(REQUIRED ACTION): The expected output is the complete listing, copied exactly.

(DATASET RECORDS):
PR #811, opened 2023-10-04
Introduce `ClassRules` Refaster rule collection

Stephan202:
Proposal based on [this comment](https://github.com/PicnicSupermarket/error-prone-support/pull/810#discussion_r1346203628).

Suggested commit message:
```
Introduce `ClassRules` Refaster rule collection (#811)
```

### DIFF
--- a/error-prone-contrib/src/main/java/tech/picnic/errorprone/refasterrules/ClassRules.java
+++ b/error-prone-contrib/src/main/java/tech/picnic/errorprone/refasterrules/ClassRules.java
@@ -1,0 +1,65 @@
+package tech.picnic.errorprone.refasterrules;
+
+import com.google.errorprone.refaster.Refaster;
+import com.google.errorprone.refaster.annotation.AfterTemplate;
+import com.google.errorprone.refaster.annotation.BeforeTemplate;
+import java.util.function.Predicate;
+import tech.picnic.errorprone.refaster.annotation.OnlineDocumentation;
+
+/** Refaster rules related to expressions dealing with classes. */
+@OnlineDocumentation
+final class ClassRules {
+  private ClassRules() {}
+
+  /** Prefer {@link Class#isInstance(Object)} over more contrived alternatives. */
+  static final class ClassIsInstance<T, S> {
+    @BeforeTemplate
+    boolean before(Class<T> clazz, S object) {
+      return clazz.isAssignableFrom(object.getClass());
+    }
+
+    @AfterTemplate
+    boolean after(Class<T> clazz, S object) {
+      return clazz.isInstance(object);
+    }
+  }
+
+  /** Prefer using the {@code instanceof} keyword over less idiomatic alternatives. */
+  static final class Instanceof<T, S> {
+    @BeforeTemplate
+    boolean before(S object) {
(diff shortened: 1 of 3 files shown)


error-prone-contrib/src/main/java/tech/picnic/errorprone/refasterrules/ClassRules.java
```diff
@@ -0,0 +1,65 @@
...
+    @BeforeTemplate
+    boolean before(S object) {
+      return Refaster.<T>clazz().isInstance(object);
+    }
+
+    @AfterTemplate
+    boolean after(S object) {
+      return Refaster.<T>isInstance(object);
+    }
+  }
```
Stephan202, line 38: These rules are split out, because the second rewrite is possible only for literal class references.

error-prone-contrib/src/main/java/tech/picnic/errorprone/refasterrules/ClassRules.java
```diff
@@ -0,0 +1,65 @@
...
+    @BeforeTemplate
+    Predicate<S> before(Class<T> clazz) {
+      return o -> clazz.isInstance(o);
+    }
+
+    @AfterTemplate
+    Predicate<S> after(Class<T> clazz) {
+      return clazz::isInstance;
+    }
+  }
```
Stephan202, line 64: Hmm, I just realized I don't need to split these out; will add another commit.

werli (approved):
Nice!

Venorcis (approved):
LGTM 👍🏻

error-prone-contrib/src/test/resources/tech/picnic/errorprone/refasterrules/ClassRulesTestInput.java
```diff
@@ -0,0 +1,25 @@
...
+import tech.picnic.errorprone.refaster.test.RefasterRuleCollectionTestCase;
+
+final class ClassRulesTest implements RefasterRuleCollectionTestCase {
+  boolean testClassIsInstance() throws IOException {
+    return CharSequence.class.isAssignableFrom("foo".getClass());
+  }
+
+  ImmutableSet<Boolean> testInstanceof() throws IOException {
+    Class<?> clazz = CharSequence.class;
+    return ImmutableSet.of(CharSequence.class.isInstance("foo"), clazz.isInstance("bar"));
```
rickie, line 14: Hmm, that means we can actually drop this second test case right? What's the reason for keeping it?

Stephan202: We could, but I wanted to be explicit about covering both cases. We could keep _just_ the second, if you prefer, cause that one is more generic (but that's only clear in the context of the other rules).

rickie: AHh okay clear, let's keep it 😄.

rickie (approved):

rickie:
Rebased and tweaked suggested commit message.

(REPLY):
PR #811, opened 2023-10-04
Introduce `ClassRules` Refaster rule collection

Stephan202:
Proposal based on [this comment](https://github.com/PicnicSupermarket/error-prone-support/pull/810#discussion_r1346203628).

Suggested commit message:
```
Introduce `ClassRules` Refaster rule collection (#811)
```

### DIFF
--- a/error-prone-contrib/src/main/java/tech/picnic/errorprone/refasterrules/ClassRules.java
+++ b/error-prone-contrib/src/main/java/tech/picnic/errorprone/refasterrules/ClassRules.java
@@ -1,0 +1,65 @@
+package tech.picnic.errorprone.refasterrules;
+
+import com.google.errorprone.refaster.Refaster;
+import com.google.errorprone.refaster.annotation.AfterTemplate;
+import com.google.errorprone.refaster.annotation.BeforeTemplate;
+import java.util.function.Predicate;
+import tech.picnic.errorprone.refaster.annotation.OnlineDocumentation;
+
+/** Refaster rules related to expressions dealing with classes. */
+@OnlineDocumentation
+final class ClassRules {
+  private ClassRules() {}
+
+  /** Prefer {@link Class#isInstance(Object)} over more contrived alternatives. */
+  static final class ClassIsInstance<T, S> {
+    @BeforeTemplate
+    boolean before(Class<T> clazz, S object) {
+      return clazz.isAssignableFrom(object.getClass());
+    }
+
+    @AfterTemplate
+    boolean after(Class<T> clazz, S object) {
+      return clazz.isInstance(object);
+    }
+  }
+
+  /** Prefer using the {@code instanceof} keyword over less idiomatic alternatives. */
+  static final class Instanceof<T, S> {
+    @BeforeTemplate
+    boolean before(S object) {
(diff shortened: 1 of 3 files shown)


error-prone-contrib/src/main/java/tech/picnic/errorprone/refasterrules/ClassRules.java
```diff
@@ -0,0 +1,65 @@
...
+    @BeforeTemplate
+    boolean before(S object) {
+      return Refaster.<T>clazz().isInstance(object);
+    }
+
+    @AfterTemplate
+    boolean after(S object) {
+      return Refaster.<T>isInstance(object);
+    }
+  }
```
Stephan202, line 38: These rules are split out, because the second rewrite is possible only for literal class references.

error-prone-contrib/src/main/java/tech/picnic/errorprone/refasterrules/ClassRules.java
```diff
@@ -0,0 +1,65 @@
...
+    @BeforeTemplate
+    Predicate<S> before(Class<T> clazz) {
+      return o -> clazz.isInstance(o);
+    }
+
+    @AfterTemplate
+    Predicate<S> after(Class<T> clazz) {
+      return clazz::isInstance;
+    }
+  }
```
Stephan202, line 64: Hmm, I just realized I don't need to split these out; will add another commit.

werli (approved):
Nice!

Venorcis (approved):
LGTM 👍🏻

error-prone-contrib/src/test/resources/tech/picnic/errorprone/refasterrules/ClassRulesTestInput.java
```diff
@@ -0,0 +1,25 @@
...
+import tech.picnic.errorprone.refaster.test.RefasterRuleCollectionTestCase;
+
+final class ClassRulesTest implements RefasterRuleCollectionTestCase {
+  boolean testClassIsInstance() throws IOException {
+    return CharSequence.class.isAssignableFrom("foo".getClass());
+  }
+
+  ImmutableSet<Boolean> testInstanceof() throws IOException {
+    Class<?> clazz = CharSequence.class;
+    return ImmutableSet.of(CharSequence.class.isInstance("foo"), clazz.isInstance("bar"));
```
rickie, line 14: Hmm, that means we can actually drop this second test case right? What's the reason for keeping it?

Stephan202: We could, but I wanted to be explicit about covering both cases. We could keep _just_ the second, if you prefer, cause that one is more generic (but that's only clear in the context of the other rules).

rickie: AHh okay clear, let's keep it 😄.

rickie (approved):

rickie:
Rebased and tweaked suggested commit message.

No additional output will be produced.